• Work task
For the string "feedback", search the entries below and copy every line where it appears.

• Available data
::::::::

PR #1448, opened 2018-06-26
Make it possible to configure if admin bar loads on page load

houmark:
This PR introduces two new configuration options in app.js:

```bash
modules: {
  'apostrophe-admin-bar': {
    openOnLoad: true,
    stayOpenTimeout: 5000
  },
    ......
};
```

**Features:**

* It's possible to set `openOnLoad` to false, making the admin bar stay closed on page loads. If not set defaults to true, opening the admin bar on every page load.
* It's possible to configure the timeout until the admin bar closes after load if `openOnLoad` is `true` or `undefined` / not set. `stayOpenTimeout` configures the time in milliseconds before the admin bar closes. If **not set** or set to 0, it will default back to 3000.

**Thoughts:**

I thought about making it possible to set `stayOpenTimeout` to 0 and make it stay open infinite or until the user clicks the Apostrophe logo, but decided to not complicate the code further unless there's a want from core devs for this. In that case, let me know and I will update this PR.

This needs a bit of documentation, but I am not sure how that works, I hope the above text helps adding it for whoever has access/knowledge.

### DIFF
--- a/lib/modules/apostrophe-admin-bar/index.js
+++ b/lib/modules/apostrophe-admin-bar/index.js
@@ -207,6 +207,11 @@ module.exports = {
     self.pushAssets = function() {
       self.pushAsset('script', 'user', { when: 'user' });
       options.browser = options.browser || {};
+      var stayOpenTimeout = self.apos.launder.integer(self.options.stayOpenTimeout);
+      _.extend(options.browser, {
+        openOnLoad: (!!(typeof self.options.openOnLoad === 'undefined' || self.options.openOnLoad)),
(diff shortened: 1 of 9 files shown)


houmark:
I will create new PR based on master. I forgot I had merged a bunch of other recent things into my fork master. brb...

boutell:
Markdown documentation you provide in a `//` comment at the beginning of a module's `index.js` file appears on its page of the docs site. 

An example of this being done right for documenting options:

https://github.com/apostrophecms/apostrophe/blob/master/lib/modules/apostrophe-assets/index.js

(You don't need to go overboard here, methods also get documentation based on their preceding comments, just document the one new module-level option.)

PR #1455, opened 2018-06-28
slug and path should be deduplicated via suffixes, not prefixes, to avoid confusing the hierarchy. slug and path deduplication must be propagated, with tolerance for new pages that have taken slugs since.

boutell:


boutell:
This is building on Paul's earlier work to address deduplicating slugs and paths for pages when they move to the trash in workflow, where the trash is really just a flag, so they would "camp" on their old slug, preventing the creation of new pages with that same slug, if nothing were done to prevent that.

grdunn:
@tom conceptually this looks good and swell. Wouldn't mind potentially PR'ing this IRL to go through some of the workflow stuff, as I'm not well versed in that specific module.

boutell:
Sure. Would help my own clarity. I'm on the patio if you'd like to go through it.

PR #1456, opened 2018-06-28
Make it easy to prepend or append content at various critical points in the layout from any module without bc breaks

crstnio:
This adds a hook to `outerLayoutBase.html` for NPM modules to add code into the `startHead` block.

Basically a copy of `apos.pages.addAfterContextMenu`.

### DIFF
--- a/lib/modules/apostrophe-templates/views/outerLayoutBase.html
+++ b/lib/modules/apostrophe-templates/views/outerLayoutBase.html
@@ -2,6 +2,7 @@
 <html lang="{% block locale %}en{% endblock %}" {% block extraHtml %}{% endblock %}>
   <head>
     {% block startHead %}
+      {{ apos.pages.startHead() }}
     {% endblock %}
     <title>{% block title %}{% endblock %}</title>
     {{ apos.assets.stylesheets(data.when) }}


bobclewell:
@boutell would a similar `startBody()` hook also make sense to add? I think it would make the element I'm adding to the page in the review and deploy/visual diff updates cleaner. (This could also be `endBody()` or `appendBody()`)

crstnio:
I think it would be useful to add as many hooks as possible for module authors. But this may need a simpler method of adding hooks. Currently each hook needs a separate method, array variable and helper in two different files. Could this be streamlined into one method?

boutell:
You're not wrong. Hmm.

I feel like these insertion points, or the functions we're passing to insert stuff at them, need a name.

They are akin to nunjucks blocks, it's like a programmatic version of that.

How about:

```
self.apos.templates.atBlock('startHead',  function(req) { ... return some markup ... })
self.apos.templates.atBlock('extraHead',  function(req) { ... return some markup ... })
self.apos.templates.atBlock('startBody',  function(req) { ... return some markup ... })
self.apos.templates.atBlock('extraBody, function(req) { ... return some markup ... })
self.apos.templates.atBlock('afterContextMenu', function(req) { ... return some markup ... })

^^^ pages.addAfterContextMenu would become a wrapper for this last one ^^^
```

Now, in `outerLayoutBase`, we would need to mark the supported "at-blocks":

```
<head>
  {# Simple nunjucks block, for project level devs %}
  {% block startHead %}{% end startHead %}
  {# at-block, for us hardcore folk writing npm modules #}
  {{ apos.templates.atBlock('startHead') }}
  <title>blah</title>
  {% block extraHead %}{% end extraHead %}
  {{ apos.templates.atBlock('extraHead') }}
</head>
<body>
  {% block startBody %}{% end startBody %}
  {{ apos.templates.atBlock('startBody') }}
  <main>...</main>
  {{ apos.templates.atBlock('extraBody') }}
  {% block extraBody %}{% end extraBody %}
</body>
```  

(In theory it would be nice if the atBlock calls magically added the regular nunjucks blocks too, or something, but there won't be 100's of these, and that would probably be hideously difficult to implement.)

boutell:
You would be able to call `atBlock` from your javascript code as many times as you wanted, just like you can now with `addAfterContextMenu`.

bobclewell:
I don't have a strong opinion about `atBlock`, but it seems to me that rather than `startBody`/`extraBody` naming them `prependBody`/`appendBody` would be better.

bobclewell:
What about...
```
self.apos.templates.prepend('head',  function(req) { ... return some markup ... })
self.apos.templates.append('head',  function(req) { ... return some markup ... })
self.apos.templates.prepend('body',  function(req) { ... return some markup ... })
self.apos.templates.append('body', function(req) { ... return some markup ... })
self.apos.templates.append('contextMenu', function(req) { ... return some markup ...
```

crstnio:
I think the names of these hooks should match the existing block names to avoid confusion.

`atBlock` sounds good as a universal function, but I would place these inside existing blocks so that project level developers can choose whether to place their block-code before or after these `atBlock`s by utilizing `{{super}}`.

boutell:
Hmmm, I see the attraction of placing them inside existing blocks, but that would mean that if you're already overriding an existing block, you are dead in the water the first time you install a module that relies on this mechanism.

As for the functions, I like Bob's proposed syntax a lot. It's highly readable and it sidesteps the block naming issue. 

Bob's syntax needs a corresponding syntax for what gets inserted in `outerLayoutBase` to output what you prepended and appended. I'm thinking it's as simple as:

```
<head>
  {{ apos.templates.prepended('head') }}
  <title>blah</title>
  {{ apos.templates.appended('head') }}
  {% block extraHead %}{% end extraHead %}
</head>
```

Use of the past tense clarifies that we're outputting what we prepended or appended elsewhere.

We can continue to add convenience blocks for project level development, but I don't think they should contain the automatic stuff  because misuse of that just blows up apostrophe's interface in ways you don't expect or understand. If there needs to be a way to shut off a module's interface, if that might make sense in some projects, then it should have an option to do that at config time.

crstnio:
I think it is more important to establish a standard by using `{{ super }}` all the time rather than taking care of project level developers who don't use that nor read the documentation of modules that rely on it and wonder later on why things aren't working anymore.

If it's meant to be written in a certain way, they should do it. Otherwise the compatibility is lost.

As to the `prepend`/`append` syntax: It might simplify the naming, but could add more complexity to the code. Doesn't it?

boutell:
That would be a reasonable approach for 3.0 @crstnio, but for 2.x we can't break BC by suddenly putting potentially mission-critical stuff in "extraHead", which developers currently reasonably expect to override without any consequence to their use of apostrophe modules.

boutell:
prepend/append doesn't add any complexity, no. Clarity for developers is worth it.

boutell:
Having a quick internal convo to make sure there's consensus on the syntax. Thanks for your patience!

boutell:
Closing this PR, we shipped `apos.templates.append` and `apos.templates.prepend`, see the changelog for details. Thanks for the input that led in this direction!

PR #1459, opened 2018-06-29
Simple way to serve a folder of static assets in the cloud, and update it or remove it all later

boutell:
"Efficiently sync a local folder of static files to uploadfs,
with the ability to remove the folder and its contents later.
This ensures your application will still work if you move
it to s3, azure blob storage, etc. via uploadfs.

It is meant for delivering the output of tools like backstop,
sitemap generators, etc. that generate output as HTML files
and associated assets.

As long as you use this module, you won't have to worry about
making changes to those tools on the day you switch to S3."

`apos.cloudStatic.syncFolder('/local-folder', '/uploadfs/folder')` --> pushes it up, replacing folder’s contents efficiently if it exists
`apos.cloudStatic.removeFolder('/uploadfs-folder')` --> gets rid of one of these folders when you’re done with it
`var url = apos.cloudStatic.getUrl('/uploadfs-folder')`

I think I've limited the scope properly here, and keeping it inside Apostrophe reflects that this is a utility module for us that makes sense given what Apostrophe has on hand, not something more cosmic in scope.


boutell:
Oops, fixing a couple things.

boutell:
OK, we're really ready now (:

boutell:
We made this a standalone npm module instead.

PR #1463, opened 2018-06-29
Fix styling of autocomplete item active state

houmark:
This relates to PR #1432 which never made it in, because it was modifying the vendor file.

This overrules the basic styling of jQuery UI in a way that jQuery UI vendor can be updated without this breaking (unless there's changes to the class names or structure of the autocomplete of course).

I kept the styling pretty basic (bold font on active), but I could add more transitions if someone would point me in the direction of what you would like.

### DIFF
--- a/lib/modules/apostrophe-ui/public/css/components/autocomplete.less
+++ b/lib/modules/apostrophe-ui/public/css/components/autocomplete.less
@@ -6,16 +6,19 @@
 
   .ui-menu-item
   {
-    color: @apos-white;
-    background-color: @apos-primary;
+    color: @apos-primary;
+    background-color: @apos-light;
     border: none;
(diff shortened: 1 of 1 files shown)


houmark:
This one also improves the UI and gets it back to a more Apostrophe like look. Maybe the "active" state needs a different styling, but I have never seen the correct styling, so if you have any feedback on that @stuartromanek I will update the PR. Otherwise it should be ready to merge.

stuartromanek:
Thanks for this @houmark 

Can you update the styles to match something like this?

image

you can use `@apos-light` as the background gray color of un-hovered list items

houmark:
Yes will do later today.

houmark:
The requested changes has been done. Pretty happy with how it looks now.

PR #1465, opened 2018-07-02
Fix label for finished button in tags

houmark:
This PR corrects the label for the tags modal.

This modal is the only modal using the label "Finish", where all the other modals use "Finished".


boutell:
Thanks!

PR #1469, opened 2018-07-03
you can now run tasks programmatically

boutell:


lib/modules/apostrophe-tasks/index.js
```diff
@@ -27,9 +28,83 @@ module.exports = {
...
+    // without using the command line or using the `child_process` module.
     //
-    // The group name, by convention, should be the name of your module.
+    // Except for `name`, all arguments may be omitted.
+    //
+    // If you do not pass a callback, a promise is returned.
+    //
+    // Examples (assume `products` extends `apostrophe-pieces`):
+    //
+    // `self.apos.tasks.invoke('apostrophe-users:add', [ 'admin', 'admin' ]).then(function() { ... })`
```
stuartromanek: differentiate username from group in examples, can be confusing `['bob', 'admin']`

stuartromanek:
Looks good, I assume there is no difference between just running the task function vs spinning up a full node process and running it?

boutell:
Thanks. To answer your question: sure there's a difference, some tasks might not be written with the continued existence of the process in mind and might do stuff like calling process.exit() or whatever. But, if they do behave, you've saved a lot of time and RAM and avoided the pitfalls and hassles of escaping arguments for the shell. And the possible issues re: poorly behaved tasks are documented with the method.

PR #1470, opened 2018-07-03
Improve check for current page is piece being deleted

houmark:
This is an update to a prior already merged PR, attention @boutell.


boutell:
Thanks!

PR #1475, opened 2018-07-05
implement ability to display a count for each distinct choice in piec…

boutell:
…esFilters. The new distinctCounts filter alters the behavior of toDistinct to use an aggregation pipeline. toDistinct replies normally but you can then call cursor.get("distinctCounts") to get an object with the counts. This sidesteps a ton of bc breaks to existing "choices" methods for every type of filter that would otherwise be needed for them to gather more data, skipping ahead to the insight that everybody relies on toDistinct in the end.

In `piecesFilters` all you have to do is add `counts: true` to a filter to get this behavior.

Of course it is not as fast as plain distinct.

### DIFF
--- a/lib/modules/apostrophe-docs/lib/cursor.js
+++ b/lib/modules/apostrophe-docs/lib/cursor.js
@@ -1049,9 +1049,7 @@ module.exports = {
         return Promise.promisify(body)(property, options);
       }
       function body(property, options, callback) {
-        var countsWas;
         if (options.counts) {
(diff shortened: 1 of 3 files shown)


stuartromanek:
Looks good but Travis is hollering about

```
/home/travis/build/apostrophecms/apostrophe/lib/modules/apostrophe-docs/lib/cursor.js
  1052:13  error  'countsWas' is assigned a value but never used. Allowed unused vars must match /apos/  no-unused-vars
```

PR #1476, opened 2018-07-05
Improve batch operations UI

houmark:
This PR improves batch operations in the editor modal.

Due to missing disabled attributes on the button, the button is clickable even if no items has been selected for a batch operation. This is now corrected with a check in JavaScript.

At the same time the text for the confirmation has also been made "plural aware".

The UI is improved by rounding the dropdown, fixing the arrow position, by removing specific styling for the dropdown, and relying on the recent flexbox additions to arrows in general.

For tags, the field to add tags has been moved to the left, so it appears between the batch operation dropdown and the button to perform the action. It was appearing to the right of button before this PR, which could be confusing.

### DIFF
--- a/lib/modules/apostrophe-modal/public/css/components/modal-batch-operations.less
+++ b/lib/modules/apostrophe-modal/public/css/components/modal-batch-operations.less
@@ -8,9 +8,11 @@
 	.apos-manage-batch-operations-select {
 		display: inline-block;
 		width: auto;
+    min-width: 180px;
 		margin-right: @apos-margin-2;
 		font-size: 14px;
 		line-height: 21px;
+    .apos-rounded
 	}
 
   .apos-field-input,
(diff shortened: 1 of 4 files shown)


stuartromanek:
I am good with the front-end of this, @boutell do you see any issues with the length checks?

houmark:
@boutell Could you show me an example of other similar server side localization techniques currently used by Apostrophe? I have this one and other similar ones (especially form validation errors) on the PR list. I would like to try to get most user facing errors localized over time, but before starting, I would need to understand what's the best way to do it.

houmark:
I figured that out. An object for browserCall with messages in is the way to go, but I have texts with dynamic values that needs to have %s replaced to the value in browserland, which seems to become complicated because neither Apostrophe, Lodash, jQuery or vanilla JavaScript has a function to do that (PHP has lovely sprintf). Cannot do it server side (where it is possible already) because I can have situations like this:

* Field A in a schema has a min. length validation of 5
* Field B has a min. length validation of 10
* The schema will have error messages for all fields and just one for `min` but that one needs to be replaced client side with the field configuration value to output "min length of 5" for field A in the error message

On this one, I would love to get some feedback on what is the next step to be able to parse %s. I thought about a utility function, but not sure what you prefer?

PR #1790, opened 2019-02-10
automatically include idField or idsField in a reverse join, as appro…

### LINKED ISSUE #1710: JoinByArrayReverse not return an array if the field have projection.
In one piece I have this
```
{
      name: '_library',
      type: 'joinByArray',
      withType: 'library',
      label: 'Library',
      idsField: 'libraryIds',
      filters: {
        projection: {
          _id: 1,
          title: 1,
          description: 1,
          slug: 1,
          _url: 1,
          image: 1,
        }
      }
    }
```
and in another pieces have this:
```
    {
      name: '_book',
      type: 'joinByArrayReverse',
      withType: 'book',
      reverseOf: '_library'',
      // filters: {
      //   projection: {
      //     _id: 1,
      //     title: 1,
      //     description: 1,
      //     slug: 1,
      //     _url: 1,
      //     image: 1,
      //   }
      // }
    }
```
if you uncomment the filters, in data.piece._booknot return the array of _book, but if I comment the filters, return the array with all fields of object

boutell:
…priate, closes #1710

### DIFF
--- a/lib/modules/apostrophe-schemas/index.js
+++ b/lib/modules/apostrophe-schemas/index.js
@@ -848,6 +848,21 @@ module.exports = {
           _.extend(options.hints, join.hints);
         }
 
+        // For reverse joins with a projection, it is common for
+        // developers to leave out the idField or idsField without
+        // which the join can't work, especially since `reverseOf`
+        // was introduced, making it less likely that the developer
+        // is thinking about these automatic properties
+
+        if (join.type === 'joinByOneReverse') {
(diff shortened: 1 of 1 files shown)


boutell:
This resolves issue #1710 which is probably the main reason people sometimes feel reverse joins are broken: they didn't automatically include the idsField necessary to actually complete the join. The need to do this is not at all clear to the developer since idsField is implicit these days. Easily solved by automatically adding it to the projection if there is one.

PR #1793, opened 2019-02-11
the home page works properly as a pieces page, with unit tests to pre…

boutell:
…vent regression

### DIFF
--- a/test/pieces-pages.js
+++ b/test/pieces-pages.js
@@ -50,15 +50,6 @@ describe('Pieces Pages', function() {
         }
       },
       afterInit: function(callback) {
-        console.log('>> afterInit');
-        // In tests this will be the name of the test file,
-        // so override that in order to get apostrophe to
-        // listen normally and not try to run a task. -Tom
-        apos.argv._ = [];
-        return callback(null);
-      },
-      afterListen: function(err) {
-        console.log('>> afterListen');
         // In tests this will be the name of the test file,
         // so override that in order to get apostrophe to
         // listen normally and not try to run a task. -Tom
--- a/test/pieces-pages.js
+++ b/test/pieces-pages.js
@@ -1,7 +1,7 @@
 var t = require('../test-lib/test.js');
 var assert = require('assert');
 var request = require('request');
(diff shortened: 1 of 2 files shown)


test/pieces-pages.js
```diff
@@ -50,6 +50,15 @@ describe('Pieces Pages', function() {
         }
       },
       afterInit: function(callback) {
+        console.log('>> afterInit');
```
bobclewell: Do you want to keep this log output around?

test/pieces-pages.js
```diff
@@ -50,6 +50,15 @@ describe('Pieces Pages', function() {
...
+        // In tests this will be the name of the test file,
+        // so override that in order to get apostrophe to
+        // listen normally and not try to run a task. -Tom
+        apos.argv._ = [];
+        return callback(null);
+      },
+      afterListen: function(err) {
```
bobclewell: Same function with the same name, right below (line 68)?

test/pieces-pages.js
```diff
@@ -162,4 +171,36 @@ describe('Pieces Pages', function() {
...
+    });
+  });
+
+  it('pieces-page as home page: correct permalinks on index page', function(done) {
+    return request('http://localhost:7900/', function(err, response, body) {
+      assert(!err);
+      // Is our status code good?
+      assert.equal(response.statusCode, 200);
+      // Only page one events should show up
+      assert(body.match(/event-001"/));
```
bobclewell: perhaps a silly question, but what is the unpaired double quote in this line and also in the line below?

test/pieces-pages.js
boutell: Oops, fixed.

test/pieces-pages.js
boutell: Oops, fixed (caused no problems because last one wins, but still).

test/pieces-pages.js
boutell: This one is OK, it is just that I don't care about matching the entire URL here.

::::::::

• Exercise solution
This one also improves the UI and gets it back to a more Apostrophe like look. Maybe the "active" state needs a different styling, but I have never seen the correct styling, so if you have any feedback on that @stuartromanek I will update the PR. Otherwise it should be ready to merge.
On this one, I would love to get some feedback on what is the next step to be able to parse %s. I thought about a utility function, but not sure what you prefer?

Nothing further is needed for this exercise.